**** Data extracts

PR #2167, opened 2025-01-15
Fix system-dependent floating-point issue in EMEGrid validation

caseyflex:
A validator was failing on certain systems because of the following comparison:
`if rmax > sim_rmax + fp_eps:`

`rmax` is a numpy float and `sim_rmax` is a python float. `fp_eps` is a numpy `float32`.

When `rmax` and `sim_rmax` are both 64-bit `6.45`, the comparison is False, as it should be.
When they are both cast to 32-bit, it is False.
When `sim_rmax` is 32-bit `6.44999980926513671875` and `rmax` is still 64-bit `6.45`, the comparison is True.

I fixed it by rewriting the comparison in the form
`np.float32(rmax) - np.float32(sim_rmax) > fp_eps`.
This ensures that everything is done using float32 datatype, and that the left-hand side is close to zero for safer comparison with fp_eps.

There may be other places in the code where `fp_eps` is used in an unsafe manner.

Thanks @e-g-melo and @tomflexcompute for finding this and helping pin down the issue. @e-g-melo can you see if this fixes your issue?

EDIT:
Instead of system-dependent, this seems to depend only on the numpy version and handling of promotions, see https://numpy.org/devdocs/numpy_2_0_migration_guide.html#changes-to-numpy-data-type-promotion

### DIFF
--- a/CHANGELOG.md
+++ b/CHANGELOG.md
@@ -18,6 +18,7 @@ and this project adheres to [Semantic Versioning](https://semver.org/spec/v2.0.0
 - Support for quasi-uniform grid specifications via `QuasiUniformGrid` that subclasses from `GridSpec1d`. The grids are almost uniform, but can adjust locally to the edge of structure bounding boxes, and snapping points.
 - New field `min_steps_per_sim_size` in `AutoGrid` that sets minimal number of grid steps per longest edge length of simulation domain.
 - Validation error in inverse design plugin when simulation has no sources by adding a source existence check before validating pixel size.
+- System-dependent floating-point precision issue in EMEGrid validation.
 
 ## [2.8.0rc1] - 2024-12-17
 
--- a/tidy3d/components/eme/grid.py
+++ b/tidy3d/components/eme/grid.py
@@ -231,11 +231,11 @@ class EMEExplicitGrid(EMEGridSpec):
         sim_rmin = center[axis] - size[axis] / 2
         sim_rmax = center[axis] + size[axis] / 2
         if len(self.boundaries) > 0:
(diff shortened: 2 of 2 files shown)


caseyflex:
This was introduced in `v2.7.8` likely due to numpy upgrade changing promotion behavior
https://numpy.org/devdocs/numpy_2_0_migration_guide.html#changes-to-numpy-data-type-promotion


https://github.com/flexcompute/tidy3d/pull/1913
@daquintero just so you are aware

e-g-melo (approved):
Thanks @caseyflex!

It worked for me. Now, the validation passes with no errors.

Emerson

tylerflex:
assigning @yaugenst-flex as he is effectively taking over from me for front end FYI @caseyflex

momchil-flex (approved):
Generally fine by me, only looks kind of bad to have to cast to 32 bit floats and I wonder if there isn't a better way.

caseyflex:
> Generally fine by me, only looks kind of bad to have to cast to 32 bit floats and I wonder if there isn't a better way.

Maybe the explicit casts aren't needed, since it should work whether it casts them implicitly both as 64 bit or 32 bit. @e-g-melo could I get you to check one more time if the new version works?

yaugenst-flex (approved):
The version without the explicit cast looks a bit less robust to me, but if @e-g-melo confirms that it works it's probably ok.

e-g-melo:
> Maybe the explicit casts aren't needed, since it should work whether it casts them implicitly both as 64 bit or 32 bit. @e-g-melo could I get you to check one more time if the new version works?

It worked!

PR #2168, opened 2025-01-15
Runner caching

yaugenst-flex:


yaugenst-flex:
As it turns out, the cached env is around 1gb, so restoring the cache takes almost as much time as just installing the dependencies. So this is not worth it, sadly.

PR #2173, opened 2025-01-16
Adding fp_eps buffer to polyslab 'inside' checks

momchil-flex:
The change to use shapely instead of matplotlib to compute `PolySlab.inside` was causing one backend test to fail due to numerical precision for points that are sitting exactly on the polygon edge. I am not sure if there's a better fix than this, any thoughts?

By the way I don't really understand why in other places we have `buffer(0)` but I checked that this does not fix the test, seems like a non-zero value is needed.

### DIFF
--- a/tidy3d/components/geometry/polyslab.py
+++ b/tidy3d/components/geometry/polyslab.py
@@ -527,7 +527,7 @@ class PolySlab(base.Planar):
 
             # vertical sidewall
             if math.isclose(self.sidewall_angle, 0):
-                face_polygon = shapely.Polygon(self.reference_polygon)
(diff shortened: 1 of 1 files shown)


lucas-flexcompute (approved):
`buffer(0)` is only used to clean-up possibly invalid geometries. By using `fp_eps` you are increasing the area of the original polyslab, but I guess this has no impact on the effective geometry (considering the magnitude of `fp_eps`). So, I think that it looks good.

yaugenst-flex:
@momchil-flex fyi the test fix is merged so if you rebase the tests should pass

weiliangjin2021 (approved):
Right, `buffer(0)` is similar to `make_valid`, but not exactly.

PR #260, opened 2024-10-25
Cleanup savings template

jrlarano:
This is to avoid the `{{savings}}` template text from showing up in the modal. The reason why there's `{{savings}}` is because we use this as template text for `comment` component which will be tranformed by bumblebee into `Spar {savingsVal}`. However, the squid returns this as it is.

image

### DIFF
--- a/lib/kits/core-ui/components/common/offer-overview.ts
+++ b/lib/kits/core-ui/components/common/offer-overview.ts
@@ -204,6 +204,7 @@ const OfferOverview = ({
 
             return {
                 ...product,
+                description: product.description?.replace('{{savings}}', ''),
                 link: product.link || offer.webshop_link,
                 price,
                 formattedPrice: formatPrice(price, localeCode, priceCurrency),


mortenbo:
I do not believe the JS SDK should contain business logic like this. This ought to be handled server-side.

jrlarano:
@mortenbo Agree, should this be handled in Squid or BB?

mortenbo:
I'd say BB.

jrlarano:
Seems like it's more complicated than I thought. The `{{savings}}` text is coming from the config transformerMap and If I remember correctly, the use of the `{{savings}}` template string is to make the `Comment`, `PriceHeader` `PriceFooter` component to be dynamic and always equal to the savings value. When the client made a manual change in studio and update their savings, the `Spar {savings}` will also change. And another need for this is to dynamically transform the grouped offers with different savings as it will display `Spar optil {savings}`.


https://github.com/tjek/bumblebee/blob/main/lib/generator/offer/megatron.js#L710...L712




image
image

klarstrup:
Does that mean that this PR is off?

jrlarano:
Yes. I'm closing this now. 🙂

PR #262, opened 2024-11-18
Refactor HTMLView

jrlarano:


mortenbo:
I think this is easier to read: const [key, value] = style.trim().split(/:(.+)/);

mortenbo (approved):

PR #263, opened 2024-11-28
Incito: Add carousel layout

mortenbo:


lib/incito-browser/incito.ts
```diff
@@ -788,13 +793,60 @@ export default class Incito extends MicroEvent<{
 
     start() {
         this.el.addEventListener('click', (e) => {
-            const el = closest(
+            const linkEl = closest(
+                e.target as HTMLElement,
+                '.tjek-incito__view [data-link]'
+            );
+            const carouselEl = closest(
+                e.target as HTMLElement,
```
klarstrup: not really related to this PR since this pattern was here before, but you can add `if (!(e.target instanceof HTMLElement)) return;` at the top of the callback and all of these will be inferred correctly, saving all the casting.

klarstrup (approved):
LGTM

Are these carousel elements regular width from server-side?

lib/incito-browser/incito.ts
mortenbo: Good to know, fixed.

mortenbo:
> LGTM
> 
> Are these carousel elements regular width from server-side?

Yeah, exactly. Then the server is in control.

jrlarano (approved):
🚀

PR #268, opened 2024-12-05
fix(incito): almost respect VideoView autoplay/controls/loop options

t-lansing:
There is an issue with the video template, that some of the videos are registered as lazyload and others not within the same publication. 

E.g. here https://www.stark.gl/brochurer/tilbudsavis

Reagardless of the lazyload detection issue, would it not make sense to respect the attributes set on the video view?

### DIFF
--- a/lib/incito-browser/incito.ts
+++ b/lib/incito-browser/incito.ts
@@ -305,7 +305,17 @@ function renderView(view, canLazyload: boolean, shouldLazyload: boolean) {
                 }
             } else {
                 attrs.src = `${src}#t=0.1`;
-                attrs.controls = '';
+                if (view.autoplay === true) {
+                    attrs['data-autoplay'] = true;
+                }
+
+                if (view.controls === true) {
+                    attrs['controls'] = '';
+                }
+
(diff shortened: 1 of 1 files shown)


lib/incito-browser/incito.ts
```diff
@@ -305,7 +305,17 @@ function renderView(view, canLazyload: boolean, shouldLazyload: boolean) {
...
+                    attrs['data-autoplay'] = true;
+                }
+
+                if (view.controls === true) {
+                    attrs['controls'] = '';
+                }
+
+                if (view.loop === true) {
+                    attrs['loop'] = '';
+                }
```
klarstrup: just move this out of the if statement entirely instead of duplicating it

klarstrup (changes requested):

t-lansing:
@klarstrup I will keep an eye out on clients that don't lazyload, and their video settings, so that their videos don't autoplay.

t-lansing:
@jrlarano can you test this befrie deploy?

jrlarano:
Done testing it and it works as expected 🚀

PR #269, opened 2024-12-09
Incito: Stop propagation when clicking links and carousel arrows

mortenbo:


klarstrup:
Is this clear to deploy? Then I can include it in today's Squid deps updates too

mortenbo:
Yeah.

********

Task brief: Output exactly the leading lines of the data, up to and including the line marked by "to [Semantic Versioning](https://semver.org/spec/v2.0.0".

Answer for this exercise:
PR #2167, opened 2025-01-15
Fix system-dependent floating-point issue in EMEGrid validation

caseyflex:
A validator was failing on certain systems because of the following comparison:
`if rmax > sim_rmax + fp_eps:`

`rmax` is a numpy float and `sim_rmax` is a python float. `fp_eps` is a numpy `float32`.

When `rmax` and `sim_rmax` are both 64-bit `6.45`, the comparison is False, as it should be.
When they are both cast to 32-bit, it is False.
When `sim_rmax` is 32-bit `6.44999980926513671875` and `rmax` is still 64-bit `6.45`, the comparison is True.

I fixed it by rewriting the comparison in the form
`np.float32(rmax) - np.float32(sim_rmax) > fp_eps`.
This ensures that everything is done using float32 datatype, and that the left-hand side is close to zero for safer comparison with fp_eps.

There may be other places in the code where `fp_eps` is used in an unsafe manner.

Thanks @e-g-melo and @tomflexcompute for finding this and helping pin down the issue. @e-g-melo can you see if this fixes your issue?

EDIT:
Instead of system-dependent, this seems to depend only on the numpy version and handling of promotions, see https://numpy.org/devdocs/numpy_2_0_migration_guide.html#changes-to-numpy-data-type-promotion

### DIFF
--- a/CHANGELOG.md
+++ b/CHANGELOG.md
@@ -18,6 +18,7 @@ and this project adheres to [Semantic Versioning](https://semver.org/spec/v2.0.0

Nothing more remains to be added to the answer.